Employers under intensified scrutiny

While this enhanced collaboration covers a number of aspects, the immediate focus will be non-compliance by employers, who deduct employee taxes and levies, never turn those taxes over to SARS, and do not file their returns when required, as well as “other general corrupt activities”.

To enable the collaboration, the Criminal Investigations Division within SARS will allocate dedicated capacity and work closely with the NPA in its Specialised Tax Units (STUs). Solid cases ready for prosecution will be prepared in a coordinated manner across the country. The SARS regional leaders in criminal investigations and the NPA regional directors of the STUs will enrol these cases on a specific date for each region.

Why audit your employees’ tax?

The Tax Administration Act holds an employer liable for an amount of tax withheld and not paid to SARS, or which should have been withheld but was not withheld. The employer could also be held criminally liable for failure to withhold and pay PAYE.

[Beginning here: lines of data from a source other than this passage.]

PR #910, opened 2026-06-22
fix(gateway): per-model client usage cap + message_delta usage leak

BYK:
## Problem

Lore spoofs the `usage` it reports to the downstream agent (Claude Code) so the client's context meter / auto-compact trigger never fire prematurely. Two bugs made this misbehave — most visibly, a 1M-context session (`claude-opus-4-8`) that grew to ~960K, showed "2% remaining", and hard-locked.

**How the client actually counts** (verified against `freecodexyz/free-code`, a faithful Claude Code reimplementation): the meter and auto-compact trigger read **API-reported usage** — `input_tokens + cache_creation + cache_read + output_tokens` from the last response (`tokenCountWithEstimation` → `getTokenCountFromUsage`) — over a **per-model** context window. So the spoof targets the right fields; it was just miscalibrated and leaking.

### (a) The cap was hardcoded to a 200K model
`AUTOCOMPACT_THRESHOLD = 167_000` → cap `150,300` for **every** model. On a 1M-context model that's wrong by ~6×; on smaller models it can trigger premature compaction. (Flagged previously for a MiniMax 200K model — "is this threshold correct for ALL models?")

### (b) `message_delta` leaked the real usage
Anthropic's **terminal `message_delta` carries the full cumulative usage** (`input_tokens`, `cache_read_input_tokens`, `cache_creation_input_tokens`), but only `output_tokens` was scaled. Since the client's stored usage is **last-write-wins**, the real ~960K from `message_delta` overwrote the scaled `message_start` — defeating the spoof even on 200K models. Existing fixtures only ever put `{output_tokens}` in `message_delta`, so no test caught it.

## Changes

- **Per-model cap** (`compaction.ts`): pure `maxReportedUsageForModel(contextWindow, maxOutput)` = `floor(0.9 × ((window − min(maxOutput, 20k)) − 13k))`, mirroring Claude Code's `autoCompact.ts`. `scaleUsageForClient(usage, cap)` now takes the cap; `DEFAULT_MAX_REPORTED_USAGE` (= 150,300) preserves 200K behavior. Threaded via `maxReportedUsageForModelID` (models.dev window lookup) into both stream accumulators and `nonStreamHttpResponse`. **200K models are unchanged.**
- **`message_delta` fix** (`stream/anthropic.ts`): shared `scaleMessageDeltaUsage()` scales **every** field the delta carries, in `createStreamAccumulator`, `createRecallAwareAccumulator`, and the recall **continuation** stream (which previously didn't scale at all). The delta's own fields are the authoritative scale basis, so an asymmetric `message_start` (multi-provider translation) can never re-leak a raw value.
- `cost-tracker.ts` keeps the 200K `AUTOCOMPACT_THRESHOLD` constant (dashboard estimate) with a TODO.

## Out of scope (follow-up)
`DISABLE_AUTO_COMPACT`: with auto-compact disabled, the threshold becomes the full effective window and a session can still grow to the blocking limit. A correct meter only delays that — at the true ceiling something must reset the buffer.

## Testing
- New unit tests: per-model cap (200K regression-lock at 150,300; 1M → 870,300), `scaleMessageDeltaUsage` (full-field scaling, output-only delta, **asymmetric no-re-leak**), and recall-accumulator scaling (forward + held-back continuation).
- **Mutation-verified** every new test (revert the fix → test fails): per-model cap, `message_delta` field scaling (both accumulators), and the asymmetric re-leak guard.
- `typecheck` + `lint` clean. Full suite green (**3857 passed**), 3× for flakiness.

🤖 Adversarial-reviewed (READ-ONLY): SHIP-WITH-FOLLOWUPS, no blockers; both SHOULD-FIX items (recall coverage gap, asymmetric re-leak) addressed in this PR.

### DIFF
--- a/packages/gateway/src/compaction.ts
+++ b/packages/gateway/src/compaction.ts
@@ -78,33 +78,75 @@ export function estimateTokens(text: string): number {
 // ---------------------------------------------------------------------------
 
 /**
- * Claude Code's auto-compact threshold for a 200K context model:
+ * Claude Code's auto-compact arithmetic (mirrors `freecodexyz/free-code`
+ * `src/services/compact/autoCompact.ts`, which is a faithful reimplementation):
  *   effectiveContextWindow = contextWindow - min(maxOutputTokens, 20_000)
- *   autoCompactThreshold  = effectiveContextWindow - 13_000
+ *   autoCompactThreshold   = effectiveContextWindow - 13_000
  *
- * For 200K context → 167K.  We report at most TARGET_RATIO × 167K ≈ 150K
- * so the client's "X% until auto-compact" UI grows naturally but never
- * triggers the compaction.
+ * The client's context meter and auto-compact trigger both read API-reported
+ * usage (`input_tokens + cache_creation + cache_read + output_tokens` from the
+ * last response). We report at most `USAGE_REPORT_RATIO × autoCompactThreshold`
+ * so the client's "X% until auto-compact" UI grows naturally but never trips.
+ *
+ * The cap is **per-model**: it must be derived from the model's real context
+ * window, not hardcoded. A hardcoded 200K cap (the old behavior) reports ~150K
+ * for every model, which on a 1M-context model is wrong by ~6× and on smaller
+ * models can trigger premature compaction.
+ */
+export const AUTOCOMPACT_BUFFER_TOKENS = 13_000;
+/** Tokens Claude Code reserves for the compaction summary output. */
+export const MAX_OUTPUT_RESERVE = 20_000;
+/** Report at most this fraction of the auto-compact threshold. */
+export const USAGE_REPORT_RATIO = 0.9;
+
+/**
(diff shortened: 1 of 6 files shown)


BYK:
@onurtemizkan heads up — this lands the fix for the context-meter lockup you hit on `claude-opus-4-8`.

**Root cause (two bugs):**
1. Lore's anti-compaction usage-scaling was hardcoded for a 200K model, so on a 1M-context model the cap was miscalibrated.
2. More importantly, the terminal `message_delta` was leaking the real cumulative usage (only `output_tokens` was being scaled), so your client's context meter ended up showing the true ~960K → "2% remaining" → hard lock at the blocking limit.

**Fix:** the reported-usage cap is now derived per-model from the real context window, and *every* usage field in `message_delta` is scaled (so the spoof actually sticks). 200K models are unchanged.

It'll be in the **next nightly** — once you're on it, a 1M session should track correctly and stop hard-locking. If you still see the meter misbehave after updating, ping me with a fresh session and I'll dig in.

SARS’ Criminal Investigations Division has already handed over 30 non-compliant employers to the NPA in their new joint venture and are working to identify and prioritise more cases.

They are further enabled by recent changes to the tax laws that effectively lowered the threshold for criminally prosecuting taxpayers through removing the requirement to prove that the taxpayer’s conduct was “wilful and without just cause” for selected offences. While previously a mistake made by a taxpayer was only a crime when it was done “wilfully and without just cause”, taxpayers can now in certain cases be convicted of an imprisonable criminal offence even if non-compliance was due to negligence or ignorance. Offenses include, among others, failure to submit a return when required to do so; failure to retain all relevant substantiating records; failure to provide any information requested by SARS; or failure to disclose any material information to SARS.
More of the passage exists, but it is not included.